OpenAI cooks up Jalapeño: custom chip with Broadcom as race against Nvidia dependency heats up

The announcement of a chip named Jalapeño

OpenAI has revealed plans for Jalapeño, an inference chip developed in partnership with Broadcom. It’s not just a product announcement – it’s a sign of structural change in the AI hardware market. For years Nvidia has held a near-monopoly on GPUs used to train and serve LLMs, but now the companies that consume the most compute are designing their own silicon. Google has been doing it with TPUs for almost a decade, Apple integrated its Neural Engine into SoCs, SpaceX is working on custom chips for its constellations, and now OpenAI joins the club.

Beyond dependence: custom silicon as a lever for independence

This move is not purely technical; it’s a response to single-supplier risk. When the cost of Nvidia GPU clusters becomes a massive budget line and availability can fluctuate, building an in-house accelerator optimized for inference reduces two critical variables: cost per token and procurement latency. Moreover, an internally designed chip can be tuned exactly to model sizes and the company’s traffic patterns, lowering energy consumption and improving overall efficiency.

Implications for on-premise deployments

This trend matters directly for those running local infrastructure. So far, the on-premise market for LLMs has been shaped by Nvidia GPUs (with a few AMD or Intel alternatives). If the move toward ASICs or specialized chips gains momentum, new third-party accelerator vendors could emerge, targeting specific inference workloads. This isn’t just about performance: data sovereignty and regulatory compliance (GDPR, sector-specific rules) would find an ally in hardware that can be kept entirely under one’s control, without depending on silicon whose supply chain is concentrated in a few hands.

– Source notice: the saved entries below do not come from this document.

PR #1765, opened 2025-04-02
[ADD] fixed point operations pow and log ALSO fixed point test cases

PRDeving:
[Issue](https://github.com/SFTtech/openage/issues/1543)

- Implemented fixed point log function
- Implemented fixed point pow function
- Implemented missing testcase for sin
- Implemented missing testcase for cos
- Implemented missing testcase for tan

### DIFF
--- a/libopenage/util/fixed_point.h
+++ b/libopenage/util/fixed_point.h
@@ -465,6 +465,14 @@ public:
 	constexpr double tan() {
 		return std::tan(this->to_double());
 	}
+
+	constexpr double pow(const FixedPoint &exponent) {
+		return std::pow(this->to_double(), exponent.to_double());
+	}
+
+	constexpr double log() {
+		return std::log(this->to_double());
+	}
 };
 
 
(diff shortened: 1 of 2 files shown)


copying.md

The challenges: you can’t “bake” a chip overnight

Taking a custom chip from design to production is a multi-hundred-million-dollar, multi-year process. It requires microarchitecture expertise, EDA toolchains, and relationships with foundries – all barriers that explain why only companies with deep pockets and stable workloads can afford the investment. Moreover, designing for the inference of an ever-evolving LLM (with new model architectures) risks making the hardware obsolete unless some flexibility is built in. It’s the classic trade-off between extreme efficiency and longevity.

AI-RADAR’s perspective

Anyone dealing with on-premise AI should watch this evolution closely. If the custom accelerator market democratizes – for example through the RISC-V ecosystem or foundry services like those from Intel and TSMC – the next generation of local datacenters might no longer depend exclusively on GPUs. AI-RADAR tracks specialist silicon developments and offers analytical frameworks to weigh the trade-offs between commodity GPUs, dedicated ASICs, and hybrid solutions. For now, Jalapeño is just a spicy shard in a heating-up landscape, but the message is clear: the era of total dependency on a single hardware supplier is fading.